#### [Supplied data]
- - - -

Issue #5303, opened 2023-01-17
css feature :has does not recognize pseudo classes


mokraemer:
### Apache NetBeans version

Apache NetBeans 16

### What happened

just add 
body:has(#aCheck:checked) {
  background-color:red;
}

this is marked as syntax error, but this is valid. has can contain any selector, even pseudo classes

### Did this work correctly in an earlier version?

No / Don't know

### Operating System

Mageia 8 (Linux)

### JDK

java-11-openjdk-11.0.17.0.8

### Apache NetBeans packaging

Apache NetBeans binary zip

### Are you willing to submit a pull request?

No

### Code of Conduct

Yes

matthiasblaesing:
@mokraemer please have a look at the referenced PR and test it. If you need a prebuild binary, it is available from the CI summary or from this direct link: https://github.com/apache/netbeans/suites/10786014570/artifacts/542201388

mokraemer:
downloaded the referenced dev build.
It looks good for me. No more complains about the syntax.

Thanks!

matthiasblaesing:
@mokraemer thanks for the test. I merged a slightly updated version, based on review.

Issue #5025, opened 2022-11-28
[CSS] A warning annotation for nested CSS functions in an attribute


noelma:
### Apache NetBeans version

Apache NetBeans 15

### What happened

When the `var()` function is used in a `calc()` function for the declaration of a variable there is no problem.
But their uses in a CSS attribute, a warning annotation is displayed
![Capture d’écran du 2022-11-28 21-04-50](https://user-images.githubusercontent.com/10517497/204370499-3c5a10d4-1315-4471-b858-8b7f92a9a2fb.png)

### How to reproduce

Insert the following code in a CSS file: 
```css
.foo {
  --widthA: 100px;
  --widthB: calc(var(--widthA) + 2px);
  width: var(--widthB);
}

.bar {
  --widthC: 100px;
  width: calc(var(--widthC) + 2px);
}
```

### Did this work correctly in an earlier version?

Apache NetBeans 15

### Operating System

Linux version 5.15.0-53-generic running on amd64

### JDK

18.0.2-ea; OpenJDK 64-Bit Server VM 18.0.2-ea+9-Ubuntu-222.04; Private Build

### Apache NetBeans packaging

Apache NetBeans Snap Package

### Are you willing to submit a pull request?

No

### Code of Conduct

Yes

matthiasblaesing:
@noelma  please have a look at the referenced PR and test it. If you need a prebuild binary, it is available from the CI summary or from this direct link: https://github.com/apache/netbeans/suites/10786014570/artifacts/542201388

PR #5432, opened 2023-02-04
CSS: Support recursive calc definition, improve compatibility for custom properties, support :has pseudo-class

matthiasblaesing:
**Support recursive CSS property definitions (calc function with embedded function calls)**

The grammar for calc property values failed to parse embedded var and
calc calls correctly. The issue is the work-around introduces as
function-content, which basicly prevents nesting any expression that
contains braces.

This changes the grammar parsing result from a tree to a directed graph,
which can contain cycles. This needs to taken into account by useers of
the parsed grammar.

An example of such a cycle is:

```
calc-fn -> calc-sum -> calc-product -> calc-value -> calc-sum
              ^                                        |
              +----------------------------------------+
```

For example this is now supported:

```css
.header {
  height: calc(28 * var(--spacing-unit));
}
```

**Improve compatibility for custom properties**

Custom properties can hold more or less arbitrary content. This was not parsed and is now:

```css
:root {
  --grid-gutter: (var(--margins) * var(--spacing-unit));
  --cell-margin: (var(--grid-gutter) / 2);
}
```

**Support CSS :has pseudo-class**

This was not parsed and is now:

```css
body:has(+ #aCheck:checked) {
    background-color:red;
}
```

Closes: #5025
Closes: #5303


ide/css.lib/src/org/netbeans/modules/css/lib/Css3.g
```diff
@@ -36,6 +36,9 @@
 //    from the module directory (ide/css.lib)
 // 3. Rerun unittests
 // 4. Commit Css3.g together with generated Css3Lexer.java and Css3Parser.java
+//
```
vieiro, line 39: At the top of this file there's a line like this:
```
Author : Jim Idle, Temporal Wave LLC.
```
We may want to add an additional author there (be it Matthias or the NetBeans team or something). After all we don't want Jim Idle to be blamed by our sins... ;-)

matthiasblaesing: I'm inclined to agree, however I quote:

```
// This grammar is free to use providing you retain everyhting in this header comment
// section.
```

so I let it stand as is. Lines 19+ I think spell it out, that this is a modified version.

ide/css.lib/src/org/netbeans/modules/css/lib/api/properties/Properties.java
```diff
@@ -144,24 +146,26 @@ public static boolean isAggregatedProperty(FileObject context, PropertyDefinitio
         final GroupGrammarElement grammarElement = propertyDefinition.getGrammarElement(context);
         final AtomicBoolean isAggregated = new AtomicBoolean(false);
         grammarElement.accept(new GrammarElementVisitor() {
-            private boolean cancelled = false;
+            private final Map<GroupGrammarElement,Void> seen = new IdentityHashMap<>();
```
vieiro, line 149: It's ok. Maybe`Collections.newSetFromMap(new IdentityHashMap<>()) `  makes things clearer below (`seen.contains`, `seen.add`, etc.)?

ide/css.lib/src/org/netbeans/modules/css/lib/properties/GrammarParser.java
```diff
@@ -372,4 +386,59 @@ public CharSequence readText() {
...
+            return truncatedPath(this.parent).equals(truncatedPath(other.parent));
+        }
+
+        @SuppressWarnings("AssignmentToMethodParameter")
+        private String truncatedPath(GrammarElement parent) {
+            StringBuilder path = new StringBuilder();
+            while(parent != null) {
+                path.append(parent.getName());
+                path.append("/");
+                if(parent.getName() != null) {
```
vieiro, line 436: This `if (parent.getName() != null) {` shouldn't it be two lines above? Or do we want `path.append(parent.getName());` even if `parent.getName()` is null?

ide/css.visual/src/org/netbeans/modules/css/visual/RuleEditorNode.java
```diff
@@ -595,15 +596,29 @@ private PropertyValuesEditor createPropertyValueEditor(FileObject context, Prope
             GroupGrammarElement rootElement = pmodel.getGrammarElement(context);
 
             rootElement.accept(new GrammarElementVisitor() {
+                private Map<GroupGrammarElement,Void> seen = new IdentityHashMap<>();
+
```
vieiro, line 600: It's fine, as in comment above we could also use a map for cleaner semantics.

vieiro (approved):
Great job! Thanks, @matthiasblaesing

ide/css.visual/src/org/netbeans/modules/css/visual/RuleEditorNode.java
matthiasblaesing: Addressed via https://github.com/apache/netbeans/pull/5432/commits/e2dd93481e809985df55c138448cbaaf0ab75f4b

ide/css.lib/src/org/netbeans/modules/css/lib/api/properties/Properties.java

- - - -

#### [Task to carry out]
Write out each line above that contains the word "widthB".

#### [Written solution]
  --widthB: calc(var(--widthA) + 2px);
  width: var(--widthB);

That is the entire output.